Of all the lines below, output only those starting at the one with "[PR](https://github.com/apache/iceberg/pull/4866) for the same." and ending at the one with "I am going to", both ends included, exactly as written.

Stored items
-- Opening Marker --
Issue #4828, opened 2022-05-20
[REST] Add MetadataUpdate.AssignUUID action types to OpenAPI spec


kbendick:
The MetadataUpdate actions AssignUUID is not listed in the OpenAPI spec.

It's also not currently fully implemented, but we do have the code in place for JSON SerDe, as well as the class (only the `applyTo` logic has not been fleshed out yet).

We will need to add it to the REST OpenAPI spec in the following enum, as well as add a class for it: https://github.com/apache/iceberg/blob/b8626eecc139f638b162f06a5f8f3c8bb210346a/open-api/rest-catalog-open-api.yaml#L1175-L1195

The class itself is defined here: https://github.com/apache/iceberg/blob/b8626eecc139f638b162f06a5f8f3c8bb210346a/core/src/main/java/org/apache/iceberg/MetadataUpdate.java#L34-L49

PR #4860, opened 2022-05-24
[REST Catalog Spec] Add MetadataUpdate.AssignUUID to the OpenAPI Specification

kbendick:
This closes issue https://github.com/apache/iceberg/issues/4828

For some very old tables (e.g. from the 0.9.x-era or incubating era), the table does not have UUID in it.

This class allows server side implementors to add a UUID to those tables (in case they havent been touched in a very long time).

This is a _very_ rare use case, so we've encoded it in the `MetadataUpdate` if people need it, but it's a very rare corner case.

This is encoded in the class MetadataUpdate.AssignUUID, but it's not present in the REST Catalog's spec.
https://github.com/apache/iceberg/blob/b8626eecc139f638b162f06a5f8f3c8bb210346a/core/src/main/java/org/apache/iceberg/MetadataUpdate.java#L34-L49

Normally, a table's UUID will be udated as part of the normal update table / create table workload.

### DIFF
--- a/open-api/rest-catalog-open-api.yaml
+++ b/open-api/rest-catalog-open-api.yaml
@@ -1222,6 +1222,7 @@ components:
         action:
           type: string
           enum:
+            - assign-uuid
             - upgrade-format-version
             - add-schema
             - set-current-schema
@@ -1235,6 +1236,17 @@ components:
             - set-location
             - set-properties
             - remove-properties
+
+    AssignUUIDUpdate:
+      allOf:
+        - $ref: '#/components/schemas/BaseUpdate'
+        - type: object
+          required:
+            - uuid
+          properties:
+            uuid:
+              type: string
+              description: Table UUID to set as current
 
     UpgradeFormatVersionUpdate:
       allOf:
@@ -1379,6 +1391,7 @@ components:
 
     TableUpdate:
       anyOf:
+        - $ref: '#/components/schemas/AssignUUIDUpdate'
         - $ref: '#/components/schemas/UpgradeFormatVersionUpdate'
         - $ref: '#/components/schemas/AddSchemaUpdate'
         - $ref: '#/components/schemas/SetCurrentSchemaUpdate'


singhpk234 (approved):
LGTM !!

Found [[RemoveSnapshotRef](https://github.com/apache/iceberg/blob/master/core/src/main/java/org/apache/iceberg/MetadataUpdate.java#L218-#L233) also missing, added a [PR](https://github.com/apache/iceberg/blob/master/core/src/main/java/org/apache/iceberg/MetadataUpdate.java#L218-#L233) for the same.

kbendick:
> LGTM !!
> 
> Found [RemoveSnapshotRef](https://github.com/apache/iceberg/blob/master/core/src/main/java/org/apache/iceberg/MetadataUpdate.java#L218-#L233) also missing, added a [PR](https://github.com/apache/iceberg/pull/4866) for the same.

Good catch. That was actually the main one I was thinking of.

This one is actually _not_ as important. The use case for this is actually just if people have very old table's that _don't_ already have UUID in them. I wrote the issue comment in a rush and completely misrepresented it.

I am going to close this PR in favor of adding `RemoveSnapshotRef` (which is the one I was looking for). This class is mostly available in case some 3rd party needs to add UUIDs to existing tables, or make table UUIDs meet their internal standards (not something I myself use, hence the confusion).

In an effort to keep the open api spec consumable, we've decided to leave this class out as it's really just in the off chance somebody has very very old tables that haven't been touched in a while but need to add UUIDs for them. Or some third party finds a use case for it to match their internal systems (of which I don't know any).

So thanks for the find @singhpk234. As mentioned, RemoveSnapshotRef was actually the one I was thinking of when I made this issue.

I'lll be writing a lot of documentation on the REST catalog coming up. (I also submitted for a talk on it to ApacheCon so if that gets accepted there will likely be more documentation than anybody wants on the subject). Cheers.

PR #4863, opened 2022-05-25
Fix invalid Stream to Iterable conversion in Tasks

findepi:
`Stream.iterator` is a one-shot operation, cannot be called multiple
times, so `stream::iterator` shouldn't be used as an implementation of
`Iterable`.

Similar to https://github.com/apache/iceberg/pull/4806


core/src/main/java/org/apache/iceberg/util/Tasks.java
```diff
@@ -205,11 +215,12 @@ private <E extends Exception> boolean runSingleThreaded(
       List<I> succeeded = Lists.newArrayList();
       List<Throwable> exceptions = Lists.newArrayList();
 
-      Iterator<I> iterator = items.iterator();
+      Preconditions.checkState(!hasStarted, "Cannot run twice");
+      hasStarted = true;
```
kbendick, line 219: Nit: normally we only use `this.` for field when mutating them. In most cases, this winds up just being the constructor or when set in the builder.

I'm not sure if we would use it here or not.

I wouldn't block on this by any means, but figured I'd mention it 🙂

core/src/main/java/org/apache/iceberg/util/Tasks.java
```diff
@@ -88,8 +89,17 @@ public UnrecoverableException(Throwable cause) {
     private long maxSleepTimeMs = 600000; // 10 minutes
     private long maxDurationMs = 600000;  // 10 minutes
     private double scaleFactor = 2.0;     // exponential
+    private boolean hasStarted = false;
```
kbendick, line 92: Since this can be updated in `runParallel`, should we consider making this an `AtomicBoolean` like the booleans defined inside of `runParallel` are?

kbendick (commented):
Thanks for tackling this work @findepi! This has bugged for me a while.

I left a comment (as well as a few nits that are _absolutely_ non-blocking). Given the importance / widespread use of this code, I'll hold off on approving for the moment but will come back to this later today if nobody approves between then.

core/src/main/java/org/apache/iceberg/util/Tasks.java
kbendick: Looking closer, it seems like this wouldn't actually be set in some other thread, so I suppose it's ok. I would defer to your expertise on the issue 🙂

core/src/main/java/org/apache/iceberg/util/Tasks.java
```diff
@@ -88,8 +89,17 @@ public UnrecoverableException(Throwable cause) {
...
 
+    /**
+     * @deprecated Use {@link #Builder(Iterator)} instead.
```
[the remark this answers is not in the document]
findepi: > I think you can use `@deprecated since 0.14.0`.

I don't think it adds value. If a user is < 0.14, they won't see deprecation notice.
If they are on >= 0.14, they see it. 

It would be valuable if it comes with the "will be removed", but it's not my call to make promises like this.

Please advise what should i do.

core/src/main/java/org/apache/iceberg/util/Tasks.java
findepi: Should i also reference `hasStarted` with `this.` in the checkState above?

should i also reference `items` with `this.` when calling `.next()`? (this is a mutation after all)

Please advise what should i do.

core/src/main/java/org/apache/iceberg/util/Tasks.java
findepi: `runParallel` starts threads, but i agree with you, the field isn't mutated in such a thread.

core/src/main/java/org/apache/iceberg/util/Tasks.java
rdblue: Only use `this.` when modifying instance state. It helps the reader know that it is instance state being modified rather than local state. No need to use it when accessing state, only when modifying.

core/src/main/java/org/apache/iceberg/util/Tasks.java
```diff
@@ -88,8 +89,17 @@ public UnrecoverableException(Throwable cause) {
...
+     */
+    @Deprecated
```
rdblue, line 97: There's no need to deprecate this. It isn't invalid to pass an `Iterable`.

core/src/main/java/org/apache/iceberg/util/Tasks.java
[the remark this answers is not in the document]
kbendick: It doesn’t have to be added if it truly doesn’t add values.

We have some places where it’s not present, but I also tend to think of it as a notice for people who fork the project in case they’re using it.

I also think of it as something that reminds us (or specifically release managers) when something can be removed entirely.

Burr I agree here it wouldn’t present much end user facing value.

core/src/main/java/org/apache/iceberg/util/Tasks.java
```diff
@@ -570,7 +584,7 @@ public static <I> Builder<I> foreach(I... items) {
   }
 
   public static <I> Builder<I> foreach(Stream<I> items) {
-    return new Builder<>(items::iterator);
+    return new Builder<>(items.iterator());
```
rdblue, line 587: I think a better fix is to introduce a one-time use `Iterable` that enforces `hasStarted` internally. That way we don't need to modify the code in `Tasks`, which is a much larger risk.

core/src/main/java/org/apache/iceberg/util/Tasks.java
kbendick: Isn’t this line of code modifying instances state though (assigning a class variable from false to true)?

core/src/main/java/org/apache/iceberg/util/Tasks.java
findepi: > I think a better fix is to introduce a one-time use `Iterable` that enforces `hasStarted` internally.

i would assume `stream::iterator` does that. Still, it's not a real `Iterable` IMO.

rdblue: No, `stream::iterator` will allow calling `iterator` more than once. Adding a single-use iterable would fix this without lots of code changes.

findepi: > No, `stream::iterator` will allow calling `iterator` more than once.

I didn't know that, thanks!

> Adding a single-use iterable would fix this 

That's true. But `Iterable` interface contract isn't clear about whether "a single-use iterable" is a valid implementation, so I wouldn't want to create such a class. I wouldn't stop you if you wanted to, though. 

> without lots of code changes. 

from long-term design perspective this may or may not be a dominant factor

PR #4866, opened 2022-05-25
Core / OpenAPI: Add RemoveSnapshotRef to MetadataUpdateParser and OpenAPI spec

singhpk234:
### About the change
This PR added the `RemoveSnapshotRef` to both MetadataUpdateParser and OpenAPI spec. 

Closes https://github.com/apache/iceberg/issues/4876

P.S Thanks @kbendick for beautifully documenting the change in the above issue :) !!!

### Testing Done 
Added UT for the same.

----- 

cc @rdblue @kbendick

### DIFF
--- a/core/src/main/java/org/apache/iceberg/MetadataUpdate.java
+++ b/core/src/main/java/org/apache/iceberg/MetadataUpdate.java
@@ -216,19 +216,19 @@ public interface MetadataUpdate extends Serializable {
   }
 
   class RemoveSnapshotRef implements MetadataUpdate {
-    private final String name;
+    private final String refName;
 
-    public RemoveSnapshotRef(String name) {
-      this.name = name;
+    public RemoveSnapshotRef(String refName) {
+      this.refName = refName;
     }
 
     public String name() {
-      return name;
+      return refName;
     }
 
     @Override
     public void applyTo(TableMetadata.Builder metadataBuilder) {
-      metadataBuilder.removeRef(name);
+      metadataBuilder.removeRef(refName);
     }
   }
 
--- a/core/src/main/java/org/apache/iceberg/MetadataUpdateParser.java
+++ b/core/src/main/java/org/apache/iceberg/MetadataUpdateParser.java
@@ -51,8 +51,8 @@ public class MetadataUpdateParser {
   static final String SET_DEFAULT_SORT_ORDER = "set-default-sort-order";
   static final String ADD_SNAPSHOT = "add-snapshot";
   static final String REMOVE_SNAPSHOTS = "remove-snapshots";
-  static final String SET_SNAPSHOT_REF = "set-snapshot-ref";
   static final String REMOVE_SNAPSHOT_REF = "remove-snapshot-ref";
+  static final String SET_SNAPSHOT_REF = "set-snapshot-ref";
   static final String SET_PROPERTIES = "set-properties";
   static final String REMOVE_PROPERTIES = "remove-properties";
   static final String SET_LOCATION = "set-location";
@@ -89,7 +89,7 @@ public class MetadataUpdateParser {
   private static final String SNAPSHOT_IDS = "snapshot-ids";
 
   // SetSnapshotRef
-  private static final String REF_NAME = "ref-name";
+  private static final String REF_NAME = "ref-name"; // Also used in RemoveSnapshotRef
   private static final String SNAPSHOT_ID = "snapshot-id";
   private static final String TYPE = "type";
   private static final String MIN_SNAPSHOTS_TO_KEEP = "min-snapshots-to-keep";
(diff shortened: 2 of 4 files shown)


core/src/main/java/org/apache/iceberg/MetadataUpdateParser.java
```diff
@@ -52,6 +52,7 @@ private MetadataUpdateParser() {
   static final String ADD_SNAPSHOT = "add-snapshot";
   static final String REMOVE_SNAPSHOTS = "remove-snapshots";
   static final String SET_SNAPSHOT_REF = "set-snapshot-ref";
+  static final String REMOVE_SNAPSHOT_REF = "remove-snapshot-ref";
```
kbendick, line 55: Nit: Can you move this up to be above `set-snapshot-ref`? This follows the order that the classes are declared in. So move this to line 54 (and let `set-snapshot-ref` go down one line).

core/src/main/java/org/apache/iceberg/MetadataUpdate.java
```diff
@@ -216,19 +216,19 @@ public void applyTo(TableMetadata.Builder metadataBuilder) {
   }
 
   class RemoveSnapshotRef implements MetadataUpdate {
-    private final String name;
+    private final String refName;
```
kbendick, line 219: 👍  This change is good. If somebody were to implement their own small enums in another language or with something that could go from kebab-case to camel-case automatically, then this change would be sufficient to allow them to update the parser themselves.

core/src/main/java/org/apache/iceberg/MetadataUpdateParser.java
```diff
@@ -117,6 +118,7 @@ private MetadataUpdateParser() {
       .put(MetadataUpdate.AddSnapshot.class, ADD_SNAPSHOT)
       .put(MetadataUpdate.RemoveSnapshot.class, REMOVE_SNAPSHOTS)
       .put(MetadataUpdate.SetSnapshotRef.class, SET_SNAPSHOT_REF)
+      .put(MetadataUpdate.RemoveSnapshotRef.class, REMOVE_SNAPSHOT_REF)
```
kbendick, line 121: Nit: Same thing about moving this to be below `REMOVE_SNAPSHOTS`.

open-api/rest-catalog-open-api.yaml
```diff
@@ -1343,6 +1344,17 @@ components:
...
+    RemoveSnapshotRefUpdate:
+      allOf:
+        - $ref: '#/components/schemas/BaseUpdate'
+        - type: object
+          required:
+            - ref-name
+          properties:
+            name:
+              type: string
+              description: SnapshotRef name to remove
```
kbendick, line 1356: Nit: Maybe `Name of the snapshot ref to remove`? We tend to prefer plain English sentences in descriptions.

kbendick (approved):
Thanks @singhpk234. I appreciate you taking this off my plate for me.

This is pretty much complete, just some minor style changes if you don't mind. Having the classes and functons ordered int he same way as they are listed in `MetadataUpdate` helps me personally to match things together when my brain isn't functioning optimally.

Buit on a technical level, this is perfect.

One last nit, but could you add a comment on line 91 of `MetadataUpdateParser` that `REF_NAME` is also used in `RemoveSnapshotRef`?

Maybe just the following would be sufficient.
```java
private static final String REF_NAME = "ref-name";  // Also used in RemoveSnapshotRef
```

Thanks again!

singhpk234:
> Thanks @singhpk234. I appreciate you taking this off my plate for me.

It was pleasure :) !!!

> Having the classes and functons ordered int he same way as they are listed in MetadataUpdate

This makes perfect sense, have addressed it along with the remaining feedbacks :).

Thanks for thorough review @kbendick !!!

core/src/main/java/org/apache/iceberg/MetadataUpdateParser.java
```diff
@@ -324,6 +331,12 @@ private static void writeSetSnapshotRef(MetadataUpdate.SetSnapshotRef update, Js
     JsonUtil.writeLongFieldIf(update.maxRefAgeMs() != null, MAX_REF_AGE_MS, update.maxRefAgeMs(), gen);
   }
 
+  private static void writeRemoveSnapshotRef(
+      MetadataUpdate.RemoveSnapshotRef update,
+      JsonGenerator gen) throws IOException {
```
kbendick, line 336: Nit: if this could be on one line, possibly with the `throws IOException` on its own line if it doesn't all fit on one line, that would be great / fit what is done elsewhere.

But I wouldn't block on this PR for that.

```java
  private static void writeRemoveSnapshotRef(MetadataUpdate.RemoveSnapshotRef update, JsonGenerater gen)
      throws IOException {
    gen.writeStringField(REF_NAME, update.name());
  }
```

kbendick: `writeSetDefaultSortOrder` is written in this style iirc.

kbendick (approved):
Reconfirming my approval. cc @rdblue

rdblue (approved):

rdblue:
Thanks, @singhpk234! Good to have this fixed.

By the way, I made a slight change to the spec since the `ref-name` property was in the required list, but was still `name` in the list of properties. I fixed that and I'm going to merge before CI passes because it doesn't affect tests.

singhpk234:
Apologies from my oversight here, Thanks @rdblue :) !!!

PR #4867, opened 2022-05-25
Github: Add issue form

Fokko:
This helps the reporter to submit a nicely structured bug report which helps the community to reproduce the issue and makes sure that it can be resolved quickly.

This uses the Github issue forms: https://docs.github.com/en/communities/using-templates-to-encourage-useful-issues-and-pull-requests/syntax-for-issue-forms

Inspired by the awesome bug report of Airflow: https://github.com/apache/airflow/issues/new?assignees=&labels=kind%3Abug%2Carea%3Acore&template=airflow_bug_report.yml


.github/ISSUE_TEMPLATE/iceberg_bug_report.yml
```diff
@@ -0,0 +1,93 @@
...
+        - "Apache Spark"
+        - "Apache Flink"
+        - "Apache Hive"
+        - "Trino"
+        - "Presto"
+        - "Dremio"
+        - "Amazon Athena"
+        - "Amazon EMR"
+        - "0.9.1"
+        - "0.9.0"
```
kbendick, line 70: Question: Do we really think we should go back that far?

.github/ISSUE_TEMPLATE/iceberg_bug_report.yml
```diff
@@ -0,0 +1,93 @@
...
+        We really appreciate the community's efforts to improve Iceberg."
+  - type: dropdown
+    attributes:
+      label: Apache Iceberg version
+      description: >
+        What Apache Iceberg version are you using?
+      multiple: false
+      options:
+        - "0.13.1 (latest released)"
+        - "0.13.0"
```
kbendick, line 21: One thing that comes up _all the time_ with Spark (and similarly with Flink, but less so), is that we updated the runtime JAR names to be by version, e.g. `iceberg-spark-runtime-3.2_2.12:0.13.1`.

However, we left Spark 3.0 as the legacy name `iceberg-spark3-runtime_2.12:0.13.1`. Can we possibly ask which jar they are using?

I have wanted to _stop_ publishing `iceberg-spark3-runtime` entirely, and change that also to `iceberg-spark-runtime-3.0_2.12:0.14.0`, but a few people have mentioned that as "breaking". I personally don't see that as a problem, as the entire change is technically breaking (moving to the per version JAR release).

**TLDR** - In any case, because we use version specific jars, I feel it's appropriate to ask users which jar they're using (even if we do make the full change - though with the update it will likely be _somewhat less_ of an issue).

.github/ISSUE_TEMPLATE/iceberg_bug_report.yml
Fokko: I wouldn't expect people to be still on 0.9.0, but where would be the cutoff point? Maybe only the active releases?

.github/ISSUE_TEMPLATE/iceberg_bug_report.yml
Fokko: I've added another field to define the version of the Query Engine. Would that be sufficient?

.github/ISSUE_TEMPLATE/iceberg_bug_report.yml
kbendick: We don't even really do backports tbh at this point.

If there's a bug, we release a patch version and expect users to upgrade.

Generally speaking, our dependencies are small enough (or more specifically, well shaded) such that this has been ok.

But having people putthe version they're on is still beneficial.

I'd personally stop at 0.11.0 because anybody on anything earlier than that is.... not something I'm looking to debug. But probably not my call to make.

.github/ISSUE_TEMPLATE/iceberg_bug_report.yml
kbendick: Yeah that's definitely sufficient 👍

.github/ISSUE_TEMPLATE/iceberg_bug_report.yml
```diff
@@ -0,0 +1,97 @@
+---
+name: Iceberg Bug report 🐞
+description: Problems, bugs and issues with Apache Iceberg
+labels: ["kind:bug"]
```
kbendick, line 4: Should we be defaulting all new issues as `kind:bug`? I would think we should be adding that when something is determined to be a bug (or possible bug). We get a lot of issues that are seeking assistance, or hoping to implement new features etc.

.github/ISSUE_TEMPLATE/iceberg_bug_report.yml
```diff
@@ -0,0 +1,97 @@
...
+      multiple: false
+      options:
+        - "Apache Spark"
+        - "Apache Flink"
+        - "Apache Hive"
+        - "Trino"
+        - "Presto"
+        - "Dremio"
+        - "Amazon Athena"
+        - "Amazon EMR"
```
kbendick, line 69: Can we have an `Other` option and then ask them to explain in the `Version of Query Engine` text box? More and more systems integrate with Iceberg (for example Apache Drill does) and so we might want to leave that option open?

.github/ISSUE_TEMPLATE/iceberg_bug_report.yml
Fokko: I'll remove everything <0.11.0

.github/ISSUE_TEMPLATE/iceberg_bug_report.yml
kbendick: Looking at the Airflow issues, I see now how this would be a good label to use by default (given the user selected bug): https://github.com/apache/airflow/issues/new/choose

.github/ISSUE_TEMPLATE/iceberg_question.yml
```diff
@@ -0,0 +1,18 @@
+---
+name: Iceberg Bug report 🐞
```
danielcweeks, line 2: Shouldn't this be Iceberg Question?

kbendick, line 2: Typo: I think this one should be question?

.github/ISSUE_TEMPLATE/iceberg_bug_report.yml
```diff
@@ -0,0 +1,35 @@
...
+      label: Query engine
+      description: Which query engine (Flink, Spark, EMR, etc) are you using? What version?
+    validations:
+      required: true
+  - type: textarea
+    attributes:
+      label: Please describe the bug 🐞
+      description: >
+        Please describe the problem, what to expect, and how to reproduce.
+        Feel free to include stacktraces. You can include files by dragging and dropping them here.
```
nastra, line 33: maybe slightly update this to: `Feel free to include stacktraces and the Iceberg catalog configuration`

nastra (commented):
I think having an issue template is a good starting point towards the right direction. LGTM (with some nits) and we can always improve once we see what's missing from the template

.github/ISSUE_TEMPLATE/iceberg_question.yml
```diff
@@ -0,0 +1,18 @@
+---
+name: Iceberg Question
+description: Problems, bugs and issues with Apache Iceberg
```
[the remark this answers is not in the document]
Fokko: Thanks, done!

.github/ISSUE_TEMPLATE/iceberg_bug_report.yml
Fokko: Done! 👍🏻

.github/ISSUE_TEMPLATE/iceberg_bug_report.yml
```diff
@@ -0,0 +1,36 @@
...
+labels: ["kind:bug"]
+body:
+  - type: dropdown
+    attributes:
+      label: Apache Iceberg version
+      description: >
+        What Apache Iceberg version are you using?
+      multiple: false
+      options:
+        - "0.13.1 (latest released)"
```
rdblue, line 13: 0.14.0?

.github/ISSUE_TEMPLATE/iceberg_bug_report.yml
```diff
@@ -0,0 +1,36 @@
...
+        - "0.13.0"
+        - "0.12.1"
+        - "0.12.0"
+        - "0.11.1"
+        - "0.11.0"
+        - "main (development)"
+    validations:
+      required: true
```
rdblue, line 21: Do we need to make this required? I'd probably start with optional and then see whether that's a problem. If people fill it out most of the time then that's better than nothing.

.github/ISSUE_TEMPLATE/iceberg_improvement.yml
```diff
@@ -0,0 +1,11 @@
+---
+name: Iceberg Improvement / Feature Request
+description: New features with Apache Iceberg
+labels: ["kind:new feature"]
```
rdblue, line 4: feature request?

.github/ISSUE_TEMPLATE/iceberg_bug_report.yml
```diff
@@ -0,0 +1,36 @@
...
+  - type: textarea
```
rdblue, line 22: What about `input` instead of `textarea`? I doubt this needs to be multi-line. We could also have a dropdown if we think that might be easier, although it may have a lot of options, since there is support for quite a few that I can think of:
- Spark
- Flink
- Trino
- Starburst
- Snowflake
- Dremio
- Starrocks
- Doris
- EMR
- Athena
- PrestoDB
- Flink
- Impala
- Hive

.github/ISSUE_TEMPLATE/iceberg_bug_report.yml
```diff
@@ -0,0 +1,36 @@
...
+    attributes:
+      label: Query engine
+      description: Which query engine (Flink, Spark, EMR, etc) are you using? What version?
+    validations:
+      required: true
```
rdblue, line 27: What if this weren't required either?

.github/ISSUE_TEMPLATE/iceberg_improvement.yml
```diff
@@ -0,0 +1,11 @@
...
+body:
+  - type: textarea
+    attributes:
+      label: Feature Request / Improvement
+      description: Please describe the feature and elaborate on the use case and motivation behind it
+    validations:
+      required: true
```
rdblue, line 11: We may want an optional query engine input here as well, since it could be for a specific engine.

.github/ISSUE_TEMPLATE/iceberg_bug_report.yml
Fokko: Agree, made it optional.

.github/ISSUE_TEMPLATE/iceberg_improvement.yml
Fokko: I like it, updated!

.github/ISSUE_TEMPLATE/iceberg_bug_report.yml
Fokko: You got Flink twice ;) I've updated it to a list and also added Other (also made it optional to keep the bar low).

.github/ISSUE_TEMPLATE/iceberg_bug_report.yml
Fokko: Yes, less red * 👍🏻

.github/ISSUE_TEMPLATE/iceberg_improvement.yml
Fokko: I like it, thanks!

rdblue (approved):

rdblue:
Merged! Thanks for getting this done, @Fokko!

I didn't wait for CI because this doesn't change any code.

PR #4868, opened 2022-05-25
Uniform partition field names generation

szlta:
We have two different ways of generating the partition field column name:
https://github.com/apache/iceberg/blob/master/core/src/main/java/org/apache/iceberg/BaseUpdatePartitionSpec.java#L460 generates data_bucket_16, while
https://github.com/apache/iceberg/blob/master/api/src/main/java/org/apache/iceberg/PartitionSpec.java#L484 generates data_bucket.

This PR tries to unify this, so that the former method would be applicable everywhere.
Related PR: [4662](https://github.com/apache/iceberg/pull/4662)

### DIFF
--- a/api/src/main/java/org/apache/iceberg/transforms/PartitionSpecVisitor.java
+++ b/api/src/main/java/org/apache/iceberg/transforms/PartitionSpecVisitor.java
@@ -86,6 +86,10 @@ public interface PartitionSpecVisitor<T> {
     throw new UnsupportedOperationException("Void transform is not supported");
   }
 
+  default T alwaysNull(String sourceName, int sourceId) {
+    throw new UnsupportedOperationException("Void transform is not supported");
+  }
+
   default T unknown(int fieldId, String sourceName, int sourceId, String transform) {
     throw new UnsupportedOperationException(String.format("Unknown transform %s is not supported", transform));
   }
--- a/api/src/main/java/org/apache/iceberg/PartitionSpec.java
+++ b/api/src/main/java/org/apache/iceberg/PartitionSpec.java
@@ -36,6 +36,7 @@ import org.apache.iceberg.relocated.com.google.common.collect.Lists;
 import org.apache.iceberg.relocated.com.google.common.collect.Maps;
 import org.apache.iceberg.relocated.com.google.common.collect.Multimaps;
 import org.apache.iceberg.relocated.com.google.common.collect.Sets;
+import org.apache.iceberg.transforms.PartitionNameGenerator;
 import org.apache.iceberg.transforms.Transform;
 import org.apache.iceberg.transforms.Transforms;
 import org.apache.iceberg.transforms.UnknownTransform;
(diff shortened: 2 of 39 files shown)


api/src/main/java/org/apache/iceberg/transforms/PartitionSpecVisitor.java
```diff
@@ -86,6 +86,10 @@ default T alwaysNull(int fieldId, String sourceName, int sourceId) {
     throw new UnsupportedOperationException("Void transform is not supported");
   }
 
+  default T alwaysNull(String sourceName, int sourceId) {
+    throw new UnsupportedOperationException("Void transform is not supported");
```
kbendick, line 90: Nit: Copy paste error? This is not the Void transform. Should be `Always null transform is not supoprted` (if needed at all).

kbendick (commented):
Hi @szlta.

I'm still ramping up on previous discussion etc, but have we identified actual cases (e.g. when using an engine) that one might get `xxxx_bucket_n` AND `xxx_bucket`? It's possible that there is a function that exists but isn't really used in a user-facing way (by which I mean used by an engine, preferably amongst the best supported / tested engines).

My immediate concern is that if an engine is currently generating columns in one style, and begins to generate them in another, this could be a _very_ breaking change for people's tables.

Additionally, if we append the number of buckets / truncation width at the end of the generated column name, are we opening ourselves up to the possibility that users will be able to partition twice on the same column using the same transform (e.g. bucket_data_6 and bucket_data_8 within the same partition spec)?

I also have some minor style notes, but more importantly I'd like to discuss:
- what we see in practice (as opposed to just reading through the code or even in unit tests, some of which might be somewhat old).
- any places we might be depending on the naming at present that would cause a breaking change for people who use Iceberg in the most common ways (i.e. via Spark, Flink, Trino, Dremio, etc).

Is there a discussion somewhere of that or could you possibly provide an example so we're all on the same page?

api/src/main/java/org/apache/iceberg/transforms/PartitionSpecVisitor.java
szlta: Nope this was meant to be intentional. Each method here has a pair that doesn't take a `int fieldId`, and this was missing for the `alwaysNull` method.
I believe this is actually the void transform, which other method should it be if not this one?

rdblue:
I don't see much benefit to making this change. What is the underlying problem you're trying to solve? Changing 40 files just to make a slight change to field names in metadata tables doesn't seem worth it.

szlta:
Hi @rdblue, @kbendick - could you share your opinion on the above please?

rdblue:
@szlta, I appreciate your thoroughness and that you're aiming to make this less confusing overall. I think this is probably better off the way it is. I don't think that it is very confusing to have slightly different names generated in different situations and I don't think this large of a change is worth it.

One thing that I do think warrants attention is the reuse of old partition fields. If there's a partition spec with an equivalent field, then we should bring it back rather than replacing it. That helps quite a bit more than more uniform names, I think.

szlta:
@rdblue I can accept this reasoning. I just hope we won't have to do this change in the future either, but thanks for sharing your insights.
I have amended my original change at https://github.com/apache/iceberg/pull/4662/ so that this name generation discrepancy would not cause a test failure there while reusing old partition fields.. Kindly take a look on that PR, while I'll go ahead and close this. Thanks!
-- Closing Marker --
Reply to the exercise:
> Found [RemoveSnapshotRef](https://github.com/apache/iceberg/blob/master/core/src/main/java/org/apache/iceberg/MetadataUpdate.java#L218-#L233) also missing, added a [PR](https://github.com/apache/iceberg/pull/4866) for the same.

Good catch. That was actually the main one I was thinking of.

This one is actually _not_ as important. The use case for this is actually just if people have very old table's that _don't_ already have UUID in them. I wrote the issue comment in a rush and completely misrepresented it.

I am going to close this PR in favor of adding `RemoveSnapshotRef` (which is the one I was looking for). This class is mostly available in case some 3rd party needs to add UUIDs to existing tables, or make table UUIDs meet their internal standards (not something I myself use, hence the confusion).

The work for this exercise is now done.